> _EXERCISE REQUIREMENTS_: Reproduce, from the line containing "PR #984, opened 2026-08-24" to the last line of the material, every line exactly.

> _EXTRACTED MATERIAL_:
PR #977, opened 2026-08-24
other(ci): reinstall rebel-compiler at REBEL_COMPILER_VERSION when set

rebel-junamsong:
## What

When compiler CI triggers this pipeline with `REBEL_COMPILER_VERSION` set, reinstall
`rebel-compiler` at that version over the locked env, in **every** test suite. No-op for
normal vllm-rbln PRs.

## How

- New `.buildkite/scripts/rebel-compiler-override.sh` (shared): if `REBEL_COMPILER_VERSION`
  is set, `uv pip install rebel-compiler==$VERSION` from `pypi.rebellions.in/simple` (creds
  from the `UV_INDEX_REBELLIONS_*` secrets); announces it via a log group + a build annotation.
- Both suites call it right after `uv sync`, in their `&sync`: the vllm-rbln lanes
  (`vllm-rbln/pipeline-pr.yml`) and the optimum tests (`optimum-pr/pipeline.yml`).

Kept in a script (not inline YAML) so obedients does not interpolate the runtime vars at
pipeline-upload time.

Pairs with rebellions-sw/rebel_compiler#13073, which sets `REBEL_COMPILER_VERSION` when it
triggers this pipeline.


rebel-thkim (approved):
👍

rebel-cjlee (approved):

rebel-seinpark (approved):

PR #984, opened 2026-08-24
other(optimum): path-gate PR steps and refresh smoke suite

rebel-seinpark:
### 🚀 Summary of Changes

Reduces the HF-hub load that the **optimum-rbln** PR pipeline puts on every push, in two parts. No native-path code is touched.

> _SOLUTION BELOW_:
PR #984, opened 2026-08-24
other(optimum): path-gate PR steps and refresh smoke suite

rebel-seinpark:
### 🚀 Summary of Changes

Reduces the HF-hub load that the **optimum-rbln** PR pipeline puts on every push, in two parts. No native-path code is touched.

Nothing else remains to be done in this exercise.